Assignment
Only part of the listing is needed, namely the lines from its start through the line with "if (atlasIt != atlases.end())", and they should be retyped exactly.

Input records
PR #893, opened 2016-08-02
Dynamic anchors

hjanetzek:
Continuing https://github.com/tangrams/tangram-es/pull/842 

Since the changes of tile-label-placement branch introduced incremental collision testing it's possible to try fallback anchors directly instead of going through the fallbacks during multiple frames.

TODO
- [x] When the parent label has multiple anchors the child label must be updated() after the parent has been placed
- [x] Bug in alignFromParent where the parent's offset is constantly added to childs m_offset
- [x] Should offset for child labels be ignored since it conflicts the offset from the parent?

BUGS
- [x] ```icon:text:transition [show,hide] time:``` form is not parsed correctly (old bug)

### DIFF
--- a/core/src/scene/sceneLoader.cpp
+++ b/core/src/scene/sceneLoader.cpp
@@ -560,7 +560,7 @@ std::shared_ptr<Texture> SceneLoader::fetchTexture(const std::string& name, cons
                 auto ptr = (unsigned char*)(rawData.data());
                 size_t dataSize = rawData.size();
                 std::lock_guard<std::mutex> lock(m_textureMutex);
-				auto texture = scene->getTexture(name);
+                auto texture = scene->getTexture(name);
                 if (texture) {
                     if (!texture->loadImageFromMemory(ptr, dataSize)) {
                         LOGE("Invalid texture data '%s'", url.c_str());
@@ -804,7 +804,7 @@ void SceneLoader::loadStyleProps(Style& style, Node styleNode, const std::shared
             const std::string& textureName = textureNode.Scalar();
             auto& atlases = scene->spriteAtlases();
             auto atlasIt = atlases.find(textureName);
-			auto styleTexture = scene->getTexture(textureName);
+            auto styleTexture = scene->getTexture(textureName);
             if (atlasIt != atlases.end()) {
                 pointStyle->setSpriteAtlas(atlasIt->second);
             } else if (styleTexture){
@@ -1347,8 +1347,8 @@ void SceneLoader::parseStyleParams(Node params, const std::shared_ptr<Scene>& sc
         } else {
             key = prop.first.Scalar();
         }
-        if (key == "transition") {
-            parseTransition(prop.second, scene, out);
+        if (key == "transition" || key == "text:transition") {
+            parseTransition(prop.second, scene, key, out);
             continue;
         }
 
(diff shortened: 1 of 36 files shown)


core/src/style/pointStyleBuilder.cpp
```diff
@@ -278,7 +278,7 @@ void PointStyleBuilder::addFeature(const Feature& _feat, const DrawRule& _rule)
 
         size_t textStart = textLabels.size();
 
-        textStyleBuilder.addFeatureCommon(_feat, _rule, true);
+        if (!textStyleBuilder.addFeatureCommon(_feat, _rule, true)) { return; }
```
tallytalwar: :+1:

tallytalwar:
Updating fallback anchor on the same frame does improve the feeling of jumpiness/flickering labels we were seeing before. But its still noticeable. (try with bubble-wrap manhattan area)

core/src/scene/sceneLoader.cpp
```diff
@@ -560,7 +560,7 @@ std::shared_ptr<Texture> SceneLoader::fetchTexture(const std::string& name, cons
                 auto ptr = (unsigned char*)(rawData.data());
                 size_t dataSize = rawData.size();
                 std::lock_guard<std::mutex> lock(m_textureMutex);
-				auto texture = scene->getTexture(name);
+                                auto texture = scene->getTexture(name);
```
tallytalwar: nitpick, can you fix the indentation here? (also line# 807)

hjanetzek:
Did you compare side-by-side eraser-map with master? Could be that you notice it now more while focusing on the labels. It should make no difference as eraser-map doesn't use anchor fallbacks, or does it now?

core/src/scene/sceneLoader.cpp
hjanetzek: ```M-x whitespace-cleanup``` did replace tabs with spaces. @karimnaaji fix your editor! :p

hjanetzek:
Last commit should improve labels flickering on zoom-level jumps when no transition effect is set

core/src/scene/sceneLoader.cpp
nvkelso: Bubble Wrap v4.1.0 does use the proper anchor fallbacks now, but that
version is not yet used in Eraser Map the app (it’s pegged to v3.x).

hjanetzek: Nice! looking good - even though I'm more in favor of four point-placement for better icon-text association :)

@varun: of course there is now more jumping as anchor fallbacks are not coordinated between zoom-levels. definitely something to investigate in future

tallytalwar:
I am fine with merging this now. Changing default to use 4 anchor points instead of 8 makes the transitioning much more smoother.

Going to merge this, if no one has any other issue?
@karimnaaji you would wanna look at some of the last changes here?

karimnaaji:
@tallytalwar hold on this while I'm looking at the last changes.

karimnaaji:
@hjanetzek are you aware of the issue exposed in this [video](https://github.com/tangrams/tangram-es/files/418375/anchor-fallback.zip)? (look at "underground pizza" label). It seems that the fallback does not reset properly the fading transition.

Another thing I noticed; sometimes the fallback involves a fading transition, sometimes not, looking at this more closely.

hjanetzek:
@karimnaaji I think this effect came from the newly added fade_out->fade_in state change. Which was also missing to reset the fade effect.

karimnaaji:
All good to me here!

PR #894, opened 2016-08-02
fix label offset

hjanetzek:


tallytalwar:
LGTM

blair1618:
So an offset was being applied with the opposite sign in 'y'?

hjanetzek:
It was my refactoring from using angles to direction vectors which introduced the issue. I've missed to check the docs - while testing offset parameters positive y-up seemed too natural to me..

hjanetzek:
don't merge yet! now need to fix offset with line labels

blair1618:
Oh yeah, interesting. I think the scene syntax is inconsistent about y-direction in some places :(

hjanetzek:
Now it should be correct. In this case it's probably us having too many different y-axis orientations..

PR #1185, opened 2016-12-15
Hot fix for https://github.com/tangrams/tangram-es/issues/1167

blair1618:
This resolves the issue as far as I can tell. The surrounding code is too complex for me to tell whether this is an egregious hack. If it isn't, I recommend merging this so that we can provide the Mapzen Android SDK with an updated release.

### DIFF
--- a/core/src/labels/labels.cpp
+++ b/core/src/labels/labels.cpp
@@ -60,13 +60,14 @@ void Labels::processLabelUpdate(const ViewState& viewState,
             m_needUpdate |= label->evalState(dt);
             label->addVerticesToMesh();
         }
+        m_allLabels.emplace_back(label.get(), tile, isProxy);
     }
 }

Written response
PR #893, opened 2016-08-02
Dynamic anchors

hjanetzek:
Continuing https://github.com/tangrams/tangram-es/pull/842 

Since the changes of tile-label-placement branch introduced incremental collision testing it's possible to try fallback anchors directly instead of going through the fallbacks during multiple frames.

TODO
- [x] When the parent label has multiple anchors the child label must be updated() after the parent has been placed
- [x] Bug in alignFromParent where the parent's offset is constantly added to childs m_offset
- [x] Should offset for child labels be ignored since it conflicts the offset from the parent?

BUGS
- [x] ```icon:text:transition [show,hide] time:``` form is not parsed correctly (old bug)

### DIFF
--- a/core/src/scene/sceneLoader.cpp
+++ b/core/src/scene/sceneLoader.cpp
@@ -560,7 +560,7 @@ std::shared_ptr<Texture> SceneLoader::fetchTexture(const std::string& name, cons
                 auto ptr = (unsigned char*)(rawData.data());
                 size_t dataSize = rawData.size();
                 std::lock_guard<std::mutex> lock(m_textureMutex);
-				auto texture = scene->getTexture(name);
+                auto texture = scene->getTexture(name);
                 if (texture) {
                     if (!texture->loadImageFromMemory(ptr, dataSize)) {
                         LOGE("Invalid texture data '%s'", url.c_str());
@@ -804,7 +804,7 @@ void SceneLoader::loadStyleProps(Style& style, Node styleNode, const std::shared
             const std::string& textureName = textureNode.Scalar();
             auto& atlases = scene->spriteAtlases();
             auto atlasIt = atlases.find(textureName);
-			auto styleTexture = scene->getTexture(textureName);
+            auto styleTexture = scene->getTexture(textureName);
             if (atlasIt != atlases.end()) {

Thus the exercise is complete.